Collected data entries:

PR #957, opened 2021-10-20
Bug 2010258: add printable-group-name validation

ibihim:
# What

It prevents users from creating groups with unprintable names.

# Why

- It is impossible to delete such groups after the fact.
- Some users seem to have done so, so it would be useful to prevent them from doing so ever again: https://bugzilla.redhat.com/show_bug.cgi?id=2010258

# Notes

There will be also an equivalent for the server side.

# Questions

I didn't see any tests in the group pkg, is it optional?

### DIFF
--- a/pkg/cli/admin/groups/new/new.go
+++ b/pkg/cli/admin/groups/new/new.go
@@ -4,6 +4,7 @@ import (
 	"context"
 	"errors"
 	"fmt"
+	"unicode"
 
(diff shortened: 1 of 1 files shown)


ibihim:
@soltysh, I will close this PR as I am currently working with the hypothesis from @sttts, that the bug is rather on the "can't delete" side of things. Thank you a lot for your support.

PR #958, opened 2021-10-27
Introduce an option to retrieve rotated log files for a pod

kyrtapz:
Currently the pod logs API does not expose [rotated logs](https://github.com/kubernetes/kubernetes/blob/b0bc8adbc2178e15872f9ef040355c51c45d04bb/pkg/kubelet/kuberuntime/logs/logs.go#L42). This means that we are not getting all the pod logs that might be available on the node.

The introduced hidden flag enables getting the rotated log files available on the node for a specific container.
It uses the same approach as `node-logs`, it reads the HTML and extracts file names that represent specific log files.

Example:
```
./oc adm inspect ns/default --rotated-pod-logs

tree namespaces/default/pods/bbx/bbx/bbx/
namespaces/default/pods/bbx/bbx/bbx/
└── logs
    ├── current.log
    ├── previous.insecure.log
    ├── previous.log
    └── rotated
        ├── 0.log.20211110-131044.gz
        └── 0.log.20211110-131209
```

This flag can be removed once kubernetes supports getting the rotated logs through the API:
https://github.com/kubernetes/kubernetes/issues/59902

Signed-off-by: Patryk Diak <pdiak@redhat.com>

### DIFF
--- a/pkg/cli/admin/inspect/inspect.go
+++ b/pkg/cli/admin/inspect/inspect.go
@@ -75,6 +75,7 @@ type InspectOptions struct {
 	namespace      string
 	sinceTime      string
 	allNamespaces  bool
+	rotatedPodLogs bool
 	sinceInt       int64
 	sinceTimestamp metav1.Time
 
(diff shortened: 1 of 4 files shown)


pkg/cli/admin/inspect/inspect.go
```diff
@@ -113,6 +114,7 @@ func NewCmdInspect(streams genericclioptions.IOStreams) *cobra.Command {
 	cmd.Flags().StringVar(&o.DestDir, "dest-dir", o.DestDir, "Root directory used for storing all gathered cluster operator data. Defaults to $(PWD)/inspect.local.<rand>")
 	cmd.Flags().StringVar(&o.eventFile, "events-file", o.eventFile, "A path to an events.json file to create a HTML page from")
 	cmd.Flags().BoolVarP(&o.allNamespaces, "all-namespaces", "A", o.allNamespaces, "If present, list the requested object(s) across all namespaces. Namespace in current context is ignored even if specified with --namespace.")
+	cmd.Flags().BoolVar(&o.podLogFiles, "pod-log-files", o.podLogFiles, "If present, retrieve all log files(including rotated logs) that are available for selected pods.")
```
soltysh, line 117: How this flag plays with the next two? I don't see any interaction, but that will be confusing to a lot of users. You should properly wire both `--since` and `--since-time` in this logic, especially that the pod logs can be big at times.

soltysh: Make it explicit in the flag description that this is best-effort and doesn't guarantee any value.

contrib/completions/bash/oc
```diff
@@ -2545,6 +2545,8 @@ _oc_adm_inspect()
     two_word_flags+=("--events-file")
     local_nonpersistent_flags+=("--events-file")
     local_nonpersistent_flags+=("--events-file=")
+    flags+=("--pod-log-files")
```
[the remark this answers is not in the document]
Kyrtapz: I changed the approach to download the additional rotated logs instead of all log files, renamed the flag to `--rotated-pod-logs`

pkg/cli/admin/inspect/pod.go
```diff
@@ -78,6 +87,58 @@ func filterContainerLogsErrors(err error) error {
 	return err
 }
 
+func (o *InspectOptions) gatherContainerLogFiles(destDir string, pod *corev1.Pod, container *corev1.Container) error {
```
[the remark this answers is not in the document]
Kyrtapz: I changed the approach and used `x/net` to make it a little more readable.

pkg/cli/admin/inspect/inspect.go
Kyrtapz: Supporting `--since/--since-time` would require implementing what is there in kubelet and possibly extracting multiple archives.
I've hidden the option as discussed offline and provided a better help message.

soltysh (approved):
/lgtm
/approve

= What is expected =
Search the data above for the string "StringVar" and return every line that has it.

= Exercise result =
 	cmd.Flags().StringVar(&o.DestDir, "dest-dir", o.DestDir, "Root directory used for storing all gathered cluster operator data. Defaults to $(PWD)/inspect.local.<rand>")
 	cmd.Flags().StringVar(&o.eventFile, "events-file", o.eventFile, "A path to an events.json file to create a HTML page from")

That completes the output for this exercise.